Que serait un événement sans apéro ? Une buvette sera mise à disposition à 18h pour échanger autour d’un sujet de haute importance : la lutte locale, indispensable à l’écologie.  Chacun est convié à apporter une boisson pour la partager avec autrui. Le collectif a prévu quelques mets, mais n’hésitez pas à apporter également quelque chose à grignoter.

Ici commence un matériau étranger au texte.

PR #933, opened 2016-07-27
d/l cteq6m for W_enu example card

yuanchao:
Auto d/l the additional file "cteq6m" for the example card file of W_enu.


perrozzi:
can you pleasout of curiosity, can you please specify why is needed?

yuanchao:
Originally, for processes need extra card files, run_pwg.py will d/l them automatically. But I just found that it was missed for the W_enu example card. So this is just to fix this missing part.

PR #951, opened 2016-09-15
New ttbar tunning CUETP8M2T4

epalencia:


perrozzi:
out of curiosity, is there any parameter of the matrix element specifically used for CUETP8M2T4 and different from previous datacards?

epalencia:
Yes, hdamp is the only one that has changed in the datacards: from m_top to 1.581*m_top.

PR #970, opened 2016-10-06
Fix input card path; update source to Sep 2016

yuanchao:
* Fixing the powheg input card file path issue
* Update the powheg source tarball to ver. Sep 2016 after tests done by Y.-H. Chang

### DIFF
--- a/bin/Powheg/run_pwg.py
+++ b/bin/Powheg/run_pwg.py
@@ -190,7 +190,7 @@ def runSingleXgrid(parstage, xgrid, folderName, nEvents, powInputName, seed, pro
 
 #    runCommand('mv -f powheg.input powheg.input.temp')
 #    sedcommand = 'sed "s/parallelstage.*/parallelstage ' + parstage + '/ ; s/xgriditeration.*/xgriditeration ' + xgrid + '/" ' + powInputName + ' > ' + folderName + '/powheg.input'
-    sedcommand = 'sed "s/NEVENTS/' + nEvents + '/ ; s/SEED/' + seed + '/" ' + powInputName.split('/')[-1] + ' > ' + folderName + '/powheg.input'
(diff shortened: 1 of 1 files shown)


perrozzi:
@lenzip could you please check these modifications wrt yours

lenzip:
I still don't see why the first thing it does with the JHUGen.input is 
to remove it.
https://github.com/cms-sw/genproductions/pull/970/commits/9f2ed923d7f2abb95db333f810e26f3c4294ff92#diff-ecd8ac3748a3baeb09846ae599287a66R974
This might work only if the supplied JHU input file (for which an 
additional input parameter has been added in this PR) is not named 
JHUGen.input.
Does this make sense?
Other changes seem orthogonal to my PR 966.
Cheers
Giulio

yuanchao:
There used to a problem that non-JHUGen jobs got JHUGen mode turned on due to the left over JHUGen.input in the working directory. The previous modification that with "args.inputTemplate.split('/')[-1]" breaks if you are referring the input card from other directories.

perrozzi:
ok, merging this first

lenzip:
can you please send me the command line that is supposed to work with 
this modification?
Imagine I have JHUGen.input in my current directory, and that I do want 
this to be a JHU job, I don't see how this can work.
Cheers
Giulio

yuanchao:
@lenzip : Sorry that I don't have good solution for your use case at the moment. I used to thought it's more convenient in that way, but I regret afterwards. For JHUGen.input kept in the same directory of powheg.input (other than the present directory), run_pwg.py will copy and use it automatically. Otherwise, one should use a different filename instead. This is to avoid non-JHUGen jobs accidentally pick up a left-over JHUGen.input in the present directory.

lenzip:
Ok, I understand now that the JHU input file is not supposed to be named 
JHUGen.input.
I'll modify my pull request to make it compatible with yours.
Cheers
Giulio

yuanchao:
@lenzip Yes. Thank you very much! Sorry for the inconvenience.

PR #978, opened 2016-10-13
Dalitz cards updates

andreypz:
In this update:
* Added mH=120 and 130 names in extramodels.dat. The updated parameter cards themselves were loaded to [cms-project-generators](https://cms-project-generators.web.cern.ch/cms-project-generators) web page.
* Commented out decays of the Z and W in VH production. This is because Madspin would not preserve the correct spin of those particles due to *spinmode=none* setting. The idea now is to decay W/Z in Pythia 8 wile doing the hadronization. **Please advise if that is possible?**
* Added readme file.


perrozzi:
it is always possible to decay the particles in pythia8, I don't see any problem with that

perrozzi:
thinking a bit about it, keep in mind that (as far as I know) also pythia will not preserve the correct spin correlations

PR #980, opened 2016-10-14
Settings for hdamp reweighting using TuneT4 as being used for Moriond…

jfernan2:


perrozzi:
last question: this will affect only top production or any other process is using this script for production?

jfernan2:
Sorry I should have clarified from the beginning: This script is used only if the person creating a gridpack explicity renames this script as runcmsgrid.sh  (default name for the gridpack running script) and packs it inside the gridpack. Hdamp reweighing is only being used by TOP, so we are the only consumers for this script so far. I just wanted to bookkeep it on git since this is what we are using in Moriond17.

PR #981, opened 2016-10-14
Adding Madgraph cards for Codex DarkMatter signals

abdollah110:
Please find the Madgraph cards for producing the signal samples for Dark Matter in Coannihilation Codex.
The gridpacks are located in:
/afs/cern.ch/user/a/abdollah/public/GridPack_CodexDarkMatter

And the model is already uploaded in : 
/afs/cern.ch/cms/generators/www/DarkMatter_Codex.zip


perrozzi:
has the gridpack been uploaded to cvmfs?

bin/MadGraph5_aMCatNLO/cards/production/13TeV/DarkMatter_Codex/Codex_LQ1000_DM_400_X_420_gen2/Codex_LQ1000_DM_400_X_420_gen2_run_card.dat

Cet apéro sera suivi d’une conférence-débat à 19h. Le thème abordé au cours de cette conférence sera l’artificialisation des sols et son impact sur la biodiversité. Elle sera animée par Virginie Maris, philosophe de l’environnement, et Yves Bas, chercheur en écologie. L’apéro et la conférence auront lieu au Mas de Gentil à Combaillaux.

SOS Oulala ! Quand la construction amène à la destruction.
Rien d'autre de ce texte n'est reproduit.